Key Highlights
- Traders on Polymarket have assigned a 96% probability to the Federal Reserve holding interest rates steady at the March 17-18 FOMC meeting, with “No Change” shares trading at around 96 cents.
- The prediction closely matches the CME FedWatch Tool, which also shows approximately 96% odds of no rate adjustment for March, alongside a small 2-4% chance of a 25-basis-point cut and negligible probabilities for larger moves or hikes.
- The market has amassed over $168 million in total volume, underscoring robust participation.

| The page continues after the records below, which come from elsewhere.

PR #637, opened 2025-07-19
Tcp Connector Pool

Babbleshack:
- Add `TcpStreamConnectorPool`
  -  Add Round Robin pool
  - Add Random pool
  
 - closes: https://github.com/plabayo/rama/issues/595#event-18614331880


Babbleshack:
After some thought I have realised that my random implementation is not great. This is because I shuffle the collection of connectors on initialisation I then proceed to round-robin shuffled collection.

Therefore it isn't much different to round robin! 😅

Instead I guess I'll need to create a new rng each time.

rama-tcp/src/client/mod.rs
```diff
@@ -4,8 +4,9 @@
 pub mod service;
 
 mod connect;
+pub mod pool;
```
GlenDC: do not squeeze it between here, there is plenty of space in file. Give it its own nice place ;)

rama-tcp/src/client/mod.rs
```diff
@@ -4,8 +4,9 @@
...
 #[doc(inline)]
-pub use connect::{TcpStreamConnector, default_tcp_connect, tcp_connect};
+pub use connect::{default_tcp_connect, tcp_connect, TcpStreamConnector};
```
GlenDC: Are you still on an old Rust version or so? Try to get latest as something tells me you are on an older version, as recently this import order changed?

rama-tcp/src/client/pool.rs
```diff
@@ -0,0 +1,150 @@
...
+        Self {
+            idx: Arc::new(AtomicUsize::default()),
+            connectors: Self::shuffle_connectors(connectors, rng),
+        }
+    }
+
+    /// New 'Round Robin' `TcpStreamConnector`
+    pub fn new_round_robin(connectors: Vec<C>) -> Self {
+        Self {
+            idx: Arc::new(AtomicUsize::default()),
```
GlenDC: I would randomize the index at creation time so you don't always start with the same connector, WDYT?

rama-tcp/src/client/pool.rs
```diff
@@ -0,0 +1,150 @@
...
+}
+
+impl<C: TcpStreamConnector> TcpStreamConnectorPool<C> {
+    /// A `TcpStreamConnector` where each connection is chosed randomly from a pool of
+    /// `TcpStreamConnector`s
+    pub fn new_random(connectors: Vec<C>) -> Self {
+        Self::new_random_with_rng(connectors, rand::rng())
+    }
+
+    fn shuffle_connectors<Rng: rand::Rng>(mut connectors: Vec<C>, mut rng: Rng) -> Vec<C> {
```
GlenDC: why is this a method? or even a thing at all, you are basically just calling shuffle

GlenDC (changes requested):
Besides the semi-minor comments you are indeed also correct in saying that your "random" one is not really random.

You can probably work with an internal `Selector` enum or however you call it, as in:

```rust
enum Selector {
     RoundRobin(Arc<AtomicUsize>),
     Random(ThreadRng),
}
```

Something like that. Not sure if I would allow a custom Rng to be passed in. I would just leave that option out so we can just store a fixed type for now. If there's ever a good enough reason to allow custom Rngs we can still see what to do with this.

rama-tcp/src/client/pool.rs
Babbleshack: Fair point. There was an earlier version of the code where the unit test would call this function. I'll remove it.

rama-tcp/src/client/pool.rs
Babbleshack: I could do that. Am not sure what the expected behaviour the user might want. 

A part of me feels the user may want to preserve the order, but does that make sense?

Babbleshack: The reason I provide this method is so I can build unit tests -- however in this case I think there are two tests:

1. Does the impl provide a random selection from a set of connectors
2. Does the impl return more connectors than the original set

Babbleshack: In the end I left it for the user to decide. If they want a randomised index they can pass a shuffled `Vec`

rama-tcp/src/pool/mod.rs
```diff
@@ -0,0 +1,182 @@
...
+        Self::RoundRobin(Arc::new(AtomicUsize::default()))
+    }
+
+    fn next<C: Clone>(&self, connectors: &[C]) -> Option<C> {
+        if connectors.is_empty() {
+            return None;
+        }
+        let selection = match self {
+            Selector::RoundRobin(atomic_usize) => atomic_usize.fetch_add(1, Ordering::Relaxed),
+            Selector::Random => rand::rng().next_u64() as usize,
```
Babbleshack, line 33: Maybe this should be `next_u32` for 32bit systems?

Babbleshack: I could do something like this:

Prediction platform Polymarket’s traders are betting heavily that the Federal Reserve will keep interest rates unchanged at its March 17-18 meeting, with the “No Change” outcome currently priced at 96 cents and implying a 96% probability.
The market, which has seen more than $169 million in trading volume on this specific contract since its launch last October, reflects a strong consensus among participants. Shares for a 25-basis-point cut trade at just 2.4 cents, while options for larger cuts or any rate increase sit below 1 cent.

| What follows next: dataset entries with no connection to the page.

PR #638, opened 2025-07-22
Macro to implement common connector traits

soundofspace:


rama-net/src/client/pool/mod.rs
```diff
@@ -500,76 +480,34 @@ impl<C, ID> Drop for LeasedConnection<C, ID> {
...
+    Socket for LeasedConnection<C, ID> where {
+        C: Socket,
+        ID: Send + Sync + 'static,
+    } {
+        ref self: {self.pooled_conn.as_ref().expect("only None after drop").conn}
     }
 
-    fn peer_addr(&self) -> std::io::Result<SocketAddr> {
-        self.as_ref().peer_addr()
+    AsyncWrite for LeasedConnection<C, ID> where {
```
soundofspace, line 498: @GlenDC this PR is far from finish but already wanted to get your opinion on how this macro works

General structure is:
```rust
impl_inner_traits! {

AsyncWrite for LeasedConnection<C, ID> where {
  C: ...
} {
  ref self: {inner_target}
  &mut self: {mutable_inner_target}
}
```
The structure is like that for some reasons:
1. Specify trait name of the trait you want to implement. Multiple traits can be implement in a single block but all of them have to be mentioned separately -> This is done because we dont always want to implement all of them, or some of them have different trait bounds (in the future I might add shortcut to make it easier to implement all / a bunch in one go)
2. Where { Generic }, needs to use `{` and `}` to isolate the generics, otherwise this is giving issues. I would prefer it without but didnt find a way todo that...
3. `ref sef` and `&mut self` to specify the targets. `& self` or `&self` is not supported so `ref self` instead. `&mut self` is supported so we use that. These prefixes are used since they align mostly with what you would expect in function signatures, but we could do something else also like `target self, mut_target: self`, `ref(self) {}, mut(self) {}` ... We do need to mention `self` in these signatures in one way or another to prevent macro hygiene issues.

Im mainly asking right now do you agree with syntax, or do you prefer changes before fully committing and using this everywhere.

GlenDC: Hmm I honestly am a bit turned off by it. I feel the amount of abstraction it adds for the little benefits is not really worth it. In my opinion it should be very clear when you read code that uses a macro what exactly it does and that is not at all clear here. Like you can guess, but it's not entirely clear how it will expand to etc...

For now I'm still more convinced to just drop this and have it manually be done.

Maybe I'm missing some things why it might be anyway worth persuing though.

soundofspace: I'm currently leaning towards the same opinion, the only upside of this macro is not forgetting certain default functions in impls (when you forget to place the clippy linter rule). But don't think that's a good enough reason to introduce a macro this complex also, hence why I kinda ignored this PR this long

GlenDC: In that case let's just close it for now.
Not sure if it's worth documenting somewhere things like this that we didn't persuit but could be revisited later.

The clipper linter rule is indeed what I like more and I would hope that sufficient testing (automatic, manual and production use) detect such mistakes quick enough with the rule afterwards continuing to protect us.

At this time, chances for ‘no rate change’ aligns closely with traditional market signals. The CME Group’s FedWatch Tool, which derives probabilities from Fed funds futures contracts, shows roughly 98% odds of rates staying in the current 3.50%-3.75% target range for the March announcement on March 18. Exceptionally, only a small slice of around 2% remains open to a quarter-point easing.
Broder market factors
The hawkish tilt has strengthened in recent weeks. January’s jobs report delivered 130,000 nonfarm payroll additions, a solid figure after a soft 2025 for employment growth. Unemployment held at 4.3%. While some Federal Reserve officials, including Governor Christopher Waller, cautioned that one month’s data does not make a trend, the pickup has reduced urgency for near-term cuts.

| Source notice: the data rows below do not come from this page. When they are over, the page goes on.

PR #641, opened 2025-07-25
Add metrics support to connection pool

maartendeprez:


maartendeprez:
Rebased on main

rama-net/src/client/pool/metrics.rs
```diff
@@ -0,0 +1,127 @@
...
+                .with_description("Connection pool reused connections")
+                .build(),
+            evicted_connections: meter
+                .u64_counter(prefix_metric(prefix, CONNPOOL_EVICTED_CONNECTIONS))
+                .with_description("Connection pool evicted connections")
+                .build(),
+            reused_connection_pos: meter
+                .u64_histogram(prefix_metric(prefix, CONNPOOL_REUSED_CONNECTION_POS))
+                .with_description("Connection pool reused connection position in pool")
+                .with_boundaries(vec![0_f64, 1_f64, 2_f64, 3_f64, 4_f64, 5_f64, 6_f64])
```
soundofspace: These values will only work for very small pools, we might want something like 2, 4, 8, 16, 32 here (until exponentional histogram is supported)?

rama-net/src/client/pool/metrics.rs
```diff
@@ -0,0 +1,127 @@
...
+
+    #[must_use]
+    pub fn new_with_meter(meter: &Meter, opts: MeterOptions) -> Self {
+        let service_info = opts.service.unwrap_or_else(|| ServiceInfo {
+            name: rama_utils::info::NAME.to_owned(),
+            version: rama_utils::info::VERSION.to_owned(),
+        });
+
+        let mut attributes = opts.attributes.unwrap_or_else(|| Vec::with_capacity(2));
+        attributes.push(KeyValue::new(SERVICE_NAME, service_info.name));
```
soundofspace, line 81: Do we need to set this every time still or can we also define these globally once (might need smallish metric refactor in rama, but setting them once globally is a very nice improvement)

soundofspace (changes requested):
Two minor remarks, supporting bigger pools in metrics should be done in some way, but having global attributes can be done separately or now depending on what you prefer

rama-net/src/client/pool/metrics.rs
maartendeprez: This can be done globally by adding a resource to the meter set with `opentelemetry::global::set_meter_provider` indeed. Changing this in rama would entail updating `MeterOptions` to only allow specifying a `metric_prefix`. Can do that in a separate PR.

rama-net/src/client/pool/metrics.rs
maartendeprez: Good point, modified the bounds

rama-net/src/client/pool/metrics.rs
```diff
@@ -128,3 +125,68 @@ impl PoolMetrics {
...
+            self.reused_connection_pos_bounds = bounds;
+            self
+        }
+    }
+
+    generate_set_and_with! {
+        /// Calculate exponentially-spaced bounds for the `reused_connection_pos` metric.
+        pub fn reused_connection_pos_parametrized_bounds(mut self, max: f64, nbounds: usize) -> Self {
+            self.reused_connection_pos_bounds = (0..nbounds)
+                .map(|i| (i as f64 / ((nbounds - 1) as f64) * max.log2()).exp2())
```
soundofspace: Both of these can be simplified (sorry for the ugly math)
```
using: y ^ (x * log_y(z) ) = z ^ x

x = i as f64 / ((nbounds - 1) as f64

(x * max.log2()).exp2())  =  2 ^ ( log2(max) * x) = max ^ x = max ^ ( i as f64 / ((nbounds - 1) as f64 )

map(|i| max.powf(i as f64 / (nbounds - 1) as f64))
```

Because pc's suck at float stuff all of these variants can and will produce things like `9.9999999`, so you probably want to do some rounding here, not sure if you want decimals at all in this specific setup?

soundofspace (changes requested):
Thanks for the change, one last remark from my side, and then I will the final review to @GlenDC

rama-net/src/client/pool/metrics.rs
maartendeprez: Don't think decimals are useful here. Simplified and rounded the result.

maartendeprez: Don't think decimals are useful here. Simplified and rounded the result.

Moreover, recent inflation readings have also tempered dovish expectations. In January, consumer prices rose modestly, with headline inflation dropping to 2.4% year-over-year, aided by lower energy costs. Meanwhile core measures showed stickier pressures, and the Fed’s preferred PCE gauge is estimated around 2.8-3% annualized.
Markets now look past March, pricing in a higher likelihood of cuts later in the year, perhaps starting in summer or into the second half, with two or three quarter-point reductions anticipated overall in 2026. On Polymarket, the odds for ‘25 bps decrease’ for June has already gained momentum, currently sitting at 46%.
Though Polymarket’s crowd-sourced odds are not a forecast set in stone. All bettings on markets can swing on new data, Fed speeches, or broader sentiment. Still, with volume this high and alignment across futures and prediction platforms, the path points to stability in March rather than another step lower.